The purpose of the study is to assess the effect of probiotic supplementation on gut microbiota and insulin resistance in adolescents with severe obesity.

Methods

Through a randomized, double blind, placebo-controlled, 12-week pilot clinical trial, 15 adolescents with severe obesity received either an oral probiotic ‘Visbiome®’ (n = 8) or placebo (n = 7). Anthropometry, fasting glucose, insulin, hs-CRP and stool for microbiome and calprotectin were collected at baseline (week 0) and 12 weeks after intervention.

Results

Among completers (n = 4 in each of the two groups), mean change in fasting glucose was significantly lower in the probiotic group (0 ± 4 mg/dL) as compared to the placebo group (6.3 ± 1.7 mg/dL) (p = 0.028).
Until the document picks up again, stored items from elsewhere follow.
PR #1701, opened 2020-06-22
Don't download inputdata for files with accessURL

### LINKED ISSUE #1698: LHCbDataset downloads data for local jobs
When running a simple DaVinci job locally with `LHCbDataset` for the inputdata it downloads the file. It doesn't seem to be an issue for `LHCbCompressedDataset` though.

mesmith75:
Fixes #1698 .

This checks if a file from the inputdata has an accessURL . If it does then the inputdata won't be downloaded.


ganga/GangaCore/GPIDev/Lib/File/OutputFileManager.py
```diff
@@ -230,18 +230,34 @@ def doIHaveInputFiles(job):
...
     if job.inputdata:
         if job.inputdata and isType(job.inputdata, GangaDataset):
-            inputfiles_list += job.inputdata.files
+            for _f in job.inputdata:
+                try:
+                    _url = _f.accessURL()
+                    if _url:
+                        continue
+                    else:
+                        inputfiles_list.append(_f)
```
egede:
```python
if not _f.accessURL():
    inputfiles_list.append(_f)
```
seems shorter and clearer

ganga/GangaCore/GPIDev/Lib/File/OutputFileManager.py
```diff
@@ -230,18 +230,34 @@ def doIHaveInputFiles(job):
...
     elif job.master is not None:
         if job.master.inputdata and isType(job.master.inputdata, GangaDataset):
-            inputfiles_list += job.master.inputdata.files
+            for _f in job.master.inputdata:
+                try:
+                    _url = _f.accessURL()
+                    if _url:
+                        continue
+                    else:
+                        inputfiles_list.append(_f)
```
egede: as above

egede (changes requested):
I am a bit confused about what problem you are solving here. Is it about downloading to the worker node or about downloading after the job has finished?

mesmith75:
This solves #1698 . When running local or interactive jobs ganga is downloading remote inputdata to the WN. It doesn't make sense because the `data.py` file we create uses the remote access so we are filling up the tmp directory with massive data files for no reason.

egede (approved):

Gut microbial Firmicutes to Bacteroidetes (F/B) ratio had a greater decline from week 0 to week 12 in the probiotic group (mean 17.7 ± 25.1 to 2.39 ± 2.0, respectively) but was not statistically significant (p = 0.06) as compared to in the placebo group (mean 12.8 ± 18.2 to 6.9 ± 5.61, respectively) (p = 0.89). Weight and BMI (mean ± SD) trended to remain stable in the treatment group (-1.07 ± 6.1 kg and -0.3 ± 2.2 kg/m2 respectively) as compared to the placebo group (3.9 ± 5.1 kg, 1.0 ± 1.6 kg/m2) but was not significant (p = 0.12 for weight and 0.38 for BMI). No significant change in the fasting insulin, HOMA-IR, or serum and stool inflammatory markers were noted between the two groups (p > 0.05). One participant in the treatment arm reported adverse effects of gastrointestinal intolerance.

Conclusion

Probiotic therapy with Visbiome® may improve the fasting glucose and possibly decrease the gut microbial F/B ratio as compared to placebo in adolescents with severe obesity. Future larger studies are required to confirm these findings.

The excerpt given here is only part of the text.